Claudette lo encontró en un callejón, tirado en un charco de su propia desolación y vómito, medio inconsciente por la bebida. Ella lo llevó a casa, lo limpió y le dio agua. A la mañana siguiente, Adrian se despertó y encontró a una hermosa mujer sentada junto a su cama, sonriéndole mientras le decía: “Sé exactamente lo que necesitas”.

Se giró sobre el taburete de la cocina para mirarla a la cara y corrió con sus manos hacia arriba y hacia abajo por la espalda de ella. Incluso sentado era casi de su altura. “Es interesante que menciones el Diluvio”, señaló. “Sabes, hay estudiosos que dicen que, si el Gran Diluvio realmente hubiera ocurrido, habría sido aproximadamente hace siete u ocho mil años… casi la misma época que esta cepa. Tal vez el Diluvio fue una metáfora, y fue este virus el que limpió al mundo de sus males”.

Claudette se rio de él. “Tus constantes esfuerzos por mezclar la ciencia y la espiritualidad no se me escapan”. Ella tomó su cara suavemente con las manos y besó su frente. “Pero aún no entiendes que a veces la fe es todo lo que necesitas”.

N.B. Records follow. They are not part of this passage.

PR #100, opened 2016-03-09
[RHOSINFRA-14] Add environment lookup for spec arguments

obaranov:
Added env lookup for spec variables. Fixed args loading priority.

### DIFF
--- a/cli/conf.py
+++ b/cli/conf.py
@@ -97,7 +97,9 @@ class SpecManager(object):
         if 'from-file' in res_args:
             file_args = res_args['from-file']
             if file_args is not None and res_args['command0'] in file_args:
-                defaults = utils.dict_merge(file_args[res_args['command0']], defaults)
+                defaults = utils.dict_merge(
+                    file_args[res_args['command0']],
+                    defaults)
 
         # replace defaults with cli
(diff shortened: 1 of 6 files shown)


cli/utils.py
```diff
@@ -184,6 +184,16 @@ def normalize_file(file_path):
     return file_path
 
 
+def string_to_list(value, separator=','):
+    """
+    Converts string to list.
+    """
+    if value.startswith('[') and value.endswith(']'):
```
yfried-redhat: this condition was checked before the call

cli/conf.py
```diff
@@ -75,15 +76,34 @@ def parse_args(cls, module_name, config, args=None):
...
+            module_name,
+            res_args['command0'],
+            DEFAULT_INI
+        )
+        defaults = IniFileType(default_file)[res_args['command0']]
+
+        # override defaults with env variables
+        for arg_name, arg_value in res_args.iteritems():
+            upper_arg_name = arg_name.upper()
+            if upper_arg_name in os.environ:
```
yfried-redhat: If value was provided in CLI, we ignore everything:
`if arg_value is not None and ...`

Issue #34, opened 2016-02-25
make topology mandatory


tkammer:
Make the cleanup playbook use the topology file so it will clean only what the provision created

aopincar:
This issue is a little problematic because it conflicts with issue #33.
If this flag will be mandatory, the parser creation process will fail when trying to execute cleanup with only 'hypervisor' flag

rhosqeauto:
test from prod

Issue #33, opened 2016-02-25
--cleanup should be dependent only on --hypervisor flag


tkammer:
As a user, I should not be forced to provide any params other than the --cleanup and --host/hypervisor flag for the cleanup process to start.

tkammer:
Basically, when a "--cleanup" flag is present, the bare minimum flags are needed to run the cleanup process.
For now, it's host details (host + user/key) and topology (for packages) and future more refine cleanup (that is based on the topology used for installation)

PR #102, opened 2016-03-10
[Rhosinfra-23] dynamically create default.ini from spec file

obaranov:
1) Now default values can be defined in the spec files
2) Removed default.ini file
3) Added generate-conf-file option to generate ini file from the defaults values. 

Several comments: 
 - We cannot remove 'from-file' from spec file because clg will raise then the unsupported argument exception. Anyway from-file argument does not affect default values logic anymore.  
 - dafault.ini file is no longer required. All default values will be stored in spec files. These default values can be overriden by env variables and by the ini file. 

@yfried-redhat please review.


cli/conf.py
```diff
@@ -1,5 +1,7 @@
 import ConfigParser
 
+import sys
+
 import clg
 import os
```
yfried-redhat: AFAIK, imports should be grouped:
1. builtin
2. 3rd party
3. local imports

cli/conf.py
```diff
@@ -74,17 +74,35 @@ def parse_args(cls, module_name, config, args=None):
...
+                out_config.add_section(section)
+                for opt, value in defaults.iteritems():
+                    if value is not None:
+                        out_config.set(section, opt, value)
+                with open(file_name, 'w') as configfile:    # save
+                    out_config.write(configfile)
+            except Exception as ex:
+                raise exceptions.IRException(ex.message)
+            finally:
+                sys.exit(0)
```
yfried-redhat: I don't think we should have sys.exit anywhere here.
I suggest setting `dry-run=True` and replacing output file with the rest of the the output.
Alternatively, generate-conf-file can be a new subcommand, with "virsh" as its input.

yfried-redhat: User should be unable to use generate-conf-file with any other virsh argument (as it has no meaning). Except, maybe, for `-o`/`--output`

cli/conf.py
```diff
@@ -105,6 +123,81 @@ def parse_args(cls, module_name, config, args=None):
 
         return res_args
 
+
+class SpecLoader(object):
```
yfried-redhat: Do we need a whole class of "class methods"? Seems like it would be simpler to make this class a different module (spec.py) with simple functions.

cli/conf.py
```diff
@@ -105,6 +123,81 @@ def parse_args(cls, module_name, config, args=None):
...
+    def load(cls, module_name, config):
+        """
+        Loads the spec file as dict.
+        """
+        clg_options = cls._get_specs(module_name, config)
+        global_options, subcommands_options = cls._get_options(clg_options)
+        return clg_options, global_options, subcommands_options
+
+    @classmethod
+    def _get_options(cls, spec_dict, lookup=False, trim=False):
```
yfried-redhat: This need some documentation.
What's the diff between `_get_options` and `__get_options`?

cli/conf.py
```diff
@@ -105,6 +123,81 @@ def parse_args(cls, module_name, config, args=None):
...
+        return global_options, subcommand_options
+
+    @classmethod
+    def __get_groups_options(cls, options, spec_dict, lookup, trim):
+        if 'groups' in spec_dict:
+            for group in spec_dict['groups']:
+                cls.__get_options(options, group, lookup, trim)
+
+    @classmethod
+    def __get_options(cls, options, spec_dict, lookup, trim):
```
yfried-redhat: Need doc

cli/conf.py
```diff
@@ -105,6 +123,81 @@ def parse_args(cls, module_name, config, args=None):
...
+                    cls.lookup_option(opt_name, opt_params)
+
+                # get a parameters copy with all the keys.
+                options[opt_name] = dict(opt_params)
+
+                if trim:
+                    cls.trim_option(opt_name, opt_params)
+
+    @classmethod
+    def lookup_option(cls, opt_name, opt_params):
```
yfried-redhat: ditto

cli/conf.py
```diff
@@ -105,6 +123,81 @@ def parse_args(cls, module_name, config, args=None):
...
+                        param_value.replace(lookup_string, str(opt_params.get(
+                            lookup_key, lookup_string)))
+
+        # insert default value into help.
+        if 'help' in opt_params and 'default' in opt_params:
+            opt_params['help'] += " | Default value: {}".format(
+                opt_params['default'])
+
+    @classmethod
+    def trim_option(cls, opt_name, opt_params):
```
yfried-redhat: ditto

cli/conf.py
```diff
@@ -105,6 +123,81 @@ def parse_args(cls, module_name, config, args=None):
...
+        # collect sub parser global_options
+        if 'subparsers' in spec_dict:
+            for subparser_name, params in spec_dict['subparsers'].iteritems():
+                subcommand_options[subparser_name], _ = cls._get_options(
+                    params, lookup=True, trim=True)
+
+        return global_options, subcommand_options
+
+    @classmethod
+    def __get_groups_options(cls, options, spec_dict, lookup, trim):
```
yfried-redhat: Need doc

cli/conf.py
yfried-redhat: Guessing: "removes clg attributes (default and required) from clg argument."
If so, please rename "opt_name" and "opt_params". If not, please provide a proper docstring

cli/utils.py
```diff
@@ -49,9 +46,9 @@ def none_resolver(first, second, key):
...
         # tyr to merge lists first
         if isinstance(first[key], list):
-            if isinstance(first[key], list):
+            if isinstance(second[key], list):
                 first[key].extend(second[key])
-            else:
+            elif second[key] is not None:
                 first[key].append(first[key])
 
         if key not in first or first[key] is None:
```
yfried-redhat: Comments about dict_merge:

- dict merge strategy is unclear. need more doc. testing would be helpful as well.
- let's avoid merging lists. values should be overwritten
- the recursive call to dict_merge doesn't use the conflict resovler
- Unless we have a need for different conflict resolvers, I believe that we can allways use the default one.
- If I understand correctly, first[key] is chosen unless it is `None`, in which case, second[key] is chosen. I suggest to always use use second[key] unless:
  - key not in second
  - both are dicts and then invoke recursion.

aopincar:
Hi Oleksii,

Regards ticket #33 in Jira:
I have a unittest ready for dicts merging:  [https://github.com/aopincar/InfraRed/tree/RHOSINFRA-33](url)

About the dict merge, ticket #34 in Jira, I'll try to push a solution by the morning.

cli/conf.py
obaranov: @yfried-redhat can we move that comment to the separate task? This requires major logic change. I'd prefer to implement that as a separate feature.

obaranov:
Review comments addressed: 
1) Spec related code was moved to the separate module.
2) Added method's documentation
3) Replaced conflict resolver for the dict_merger method. None-resolver is still required to merger cli, env, anc ini arguments. List merge is also required for the cli arguments like --extra-vars with action=append. 
4) Added unit tests for dict_merge (including @aopincar test)

gamado:
retest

La fe es todo lo que necesitas. Eso fue lo que ella le había recetado el año anterior, cuando él se despertó de su estupor de borracho. Ella lo había acogido y le había permitido quedarse en su piso, el mismo que todavía ocupaban. Adrian no creía en el amor a primera vista antes de Claudette, pero llegó a tener muchas influencias en su forma de pensar. A lo largo de algunos meses, ella le presentó los preceptos del Imán Khalil, un hombre sagrado Islámico de Siria. Khalil no se consideraba ni Sunita ni Chiita, sino simplemente un devoto de Dios – hasta el punto de permitir que su bastante pequeña secta de seguidores lo llamara por el nombre que eligieran, pues Khalil creía que la relación de cada individuo con su creador era estrictamente personal. Para Khalil, el nombre de ese dios era Alá.

“Quiero que vengas a la cama”, le dijo Claudette, acariciando su mejilla con el dorso de su mano. “Necesitas descansar. Pero primero… ¿tienes la muestra preparada?”

“La muestra”. Adrian asintió. “Sí. La tengo”.

Sólo había una pequeña ampolla del virus activo, apenas más grande que una miniatura, sellada herméticamente en vidrio y anidada entre dos cubos de poliestireno, que estaban dentro de un contenedor de acero inoxidable para riesgos biológicos. La caja en sí misma estaba sentada, de manera bastante conspicua, en la encimera de su cocina.